Any certificate signed by an officer of the Company and delivered to the Underwriters or to
counsel for the Underwriters shall be deemed to be a representation and warranty by the Company to
each Underwriter as to the matters set forth therein.
Section 2. Purchase, Sale and Delivery of the Securities.
(a) The Securities. On the basis of the representations, warranties and agreements herein
contained, and upon the terms but subject to the conditions herein set forth, the Company agrees to
issue and sell to the several Underwriters, severally and not jointly, and the Underwriters agree,
severally and not jointly, to purchase from the Company the aggregate principal amount of
Securities set forth opposite their names on Schedule A, at a purchase price of 99.034% of the
aggregate principal amount of the Securities, payable on the Closing Date.

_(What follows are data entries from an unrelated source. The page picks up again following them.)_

PR #804, opened 2015-02-09
Updated ReactiveUI_Mac64 to output to Xamarin.Mac folder.

mteper:
Not sure what else to update to have proper things done for NuGet, but at least now the unified mac build won't overwrite the MonoMac version.

### DIFF
--- a/ReactiveUI/ReactiveUI_Mac64.csproj
+++ b/ReactiveUI/ReactiveUI_Mac64.csproj
@@ -17,8 +17,8 @@
     <DebugSymbols>True</DebugSymbols>
     <DebugType>full</DebugType>
     <Optimize>False</Optimize>
-    <OutputPath>bin\Debug\Xamarin.Mac</OutputPath>
-    <IntermediateOutputPath>obj\Debug\Xamarin.Mac</IntermediateOutputPath>
+    <OutputPath>bin\Debug\Xamarin.Mac10</OutputPath>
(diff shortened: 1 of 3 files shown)


ReactiveUI/ReactiveUI_Mac64.csproj
```diff
@@ -17,7 +17,7 @@
     <DebugSymbols>True</DebugSymbols>
     <DebugType>full</DebugType>
     <Optimize>False</Optimize>
-    <OutputPath>bin\Debug\MonoMac</OutputPath>
+    <OutputPath>bin\Debug\Xamarin.Mac</OutputPath>
     <IntermediateOutputPath>obj\Debug\MonoMac</IntermediateOutputPath>
```
paulcbetts: Fix these too

paulcbetts:
You also need to create templates in the `NuGet` folder (just empty files), as well as patch `MakeRelease.ps1` to have the extra platform

mteper:
I think we have to start in Splat, no?

paulcbetts:
> I think we have to start in Splat, no?

Splat already has 64-bit Xamarin.Mac support afaik, we just need to make sure the minversion in our release is >= the version where it was added

mteper:
We are depending on Splat 1.6.0, I think. At least that's what the HintPath in the .xcodeproj file points to. As far as I can tell, that version included the Unified Xamarin.Mac binaries.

(b) The Closing Date. Delivery of certificates for the Securities in definitive form to be
purchased by the Underwriters and payment therefor shall be made at the offices of Cravath, Swaine
& Xxxxx LLP, Worldwide Plaza, 000 Xxxxxx Xxxxxx, Xxx Xxxx, Xxx Xxxx 00000 at 9:00 a.m. New York
City time, on January 9, 2009, or such other time and date as the Representatives shall designate
by notice to the Company, which date and time may be postponed by agreement between the
Representatives and the Company or as provided in Section 16 hereof (the time and date of such
closing are called the “Closing Date”).
(c) Delivery of the Securities. On the Closing Date, the Company shall deliver, or cause to
be delivered, to one or more of the Representatives for the accounts of the several Underwriters
certificates for the Securities at the Closing Date against payment by wire transfer of immediately
available funds for the amount of the purchase price therefor. The certificates for the Securities
shall be in global form in such denominations as the Representatives shall have requested in
writing not less than two full business days prior to the Closing Date and registered in the name
of Cede & Co., as nominee of the Depositary, and shall be made available for inspection on the
business day preceding the Closing Date at a location in New York City, as the Representatives may
designate. Time shall be of the essence, and delivery at the time and place specified in this
Agreement is a further condition to the obligations of the Underwriters.
11
(d) Delivery of Prospectus to the Underwriters. Not later than 12:00 p.m. on the second
business day following the date of this Agreement, the Company shall deliver or cause to be
delivered copies of the Prospectus in such quantities and at such places as the Underwriters shall
reasonably request.
Section 3. Covenants. The Company covenants and agrees with each Underwriter as follows:
(a) Representatives’ Review of Proposed Amendments and Supplements. During the period
beginning on the date hereof and ending on the later of the Closing Date or such date, as in the
opinion of counsel for the Underwriters, the Prospectus is no longer required by law to be
delivered in connection with sales by an Underwriter or dealer, including in circumstances where
such requirement may be satisfied pursuant to Rule 172 of the Securities Act (the “Prospectus
Delivery Period”), prior to amending or supplementing the Registration Statement, the Disclosure
Package or the Prospectus (including any amendment or supplement through incorporation by reference
of any report filed under the Exchange Act), the Company shall furnish to the Representatives for
review a copy of each such proposed amendment or supplement, and the Company shall not file or use
any such proposed amendment or supplement to which the Representatives reasonably object.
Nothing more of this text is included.